PR #1273, opened 2026-05-22
[TAS-5899] 🐛 Reflect HKD/TWD price overrides in Airtable publication record

williamchong:
Min/Max Price in Airtable was computed purely from USD priceInDecimal, so a custom TWD/HKD override on a book tier never showed up. Emit per-currency "Min Price <CODE>" / "Max Price <CODE>" fields using the same override-aware resolver that drives Stripe currency_options.

The original USD columns stay untouched. Adding a new override currency to BOOK_PRICE_OVERRIDE_CURRENCIES now produces the matching Airtable fields automatically.

### DIFF
--- a/src/util/pricing.ts
+++ b/src/util/pricing.ts
@@ -61,6 +61,30 @@ export function getStripeCurrencyOptionsFromNFTBookPrice(
   );
 }
 
+type OverrideCurrency = typeof BOOK_PRICE_OVERRIDE_CURRENCIES[number];
+
+type BookPriceLike = {
+  priceInDecimal: number;
+  priceInDecimalByCurrency?: BookPriceInDecimalByCurrency;
+};
+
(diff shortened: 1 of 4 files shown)


src/util/pricing.ts
```diff
@@ -61,6 +61,30 @@ export function getStripeCurrencyOptionsFromNFTBookPrice(
   );
 }
 
+type OverrideCurrency = typeof BOOK_PRICE_OVERRIDE_CURRENCIES[number];
+
+type BookPriceLike = {
```
nwingt, line 66: What is Like in BookPriceLike mean?

nwingt (approved):

src/util/pricing.ts
williamchong: `BookPrice-Like` , sth shaped like a `BookPrice`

= = = =

_ABOUT THIS EXERCISE:_
Write out only those lines that fall between the one containing "The original USD" and the end of the entries, the first and last included, exactly as they read.

_SOLUTION TO THIS EXERCISE:_
The original USD columns stay untouched. Adding a new override currency to BOOK_PRICE_OVERRIDE_CURRENCIES now produces the matching Airtable fields automatically.

### DIFF
--- a/src/util/pricing.ts
+++ b/src/util/pricing.ts
@@ -61,6 +61,30 @@ export function getStripeCurrencyOptionsFromNFTBookPrice(
   );
 }
 
+type OverrideCurrency = typeof BOOK_PRICE_OVERRIDE_CURRENCIES[number];
+
+type BookPriceLike = {
+  priceInDecimal: number;
+  priceInDecimalByCurrency?: BookPriceInDecimalByCurrency;
+};
+
(diff shortened: 1 of 4 files shown)


src/util/pricing.ts
```diff
@@ -61,6 +61,30 @@ export function getStripeCurrencyOptionsFromNFTBookPrice(
   );
 }
 
+type OverrideCurrency = typeof BOOK_PRICE_OVERRIDE_CURRENCIES[number];
+
+type BookPriceLike = {
```
nwingt, line 66: What is Like in BookPriceLike mean?

nwingt (approved):

src/util/pricing.ts
williamchong: `BookPrice-Like` , sth shaped like a `BookPrice`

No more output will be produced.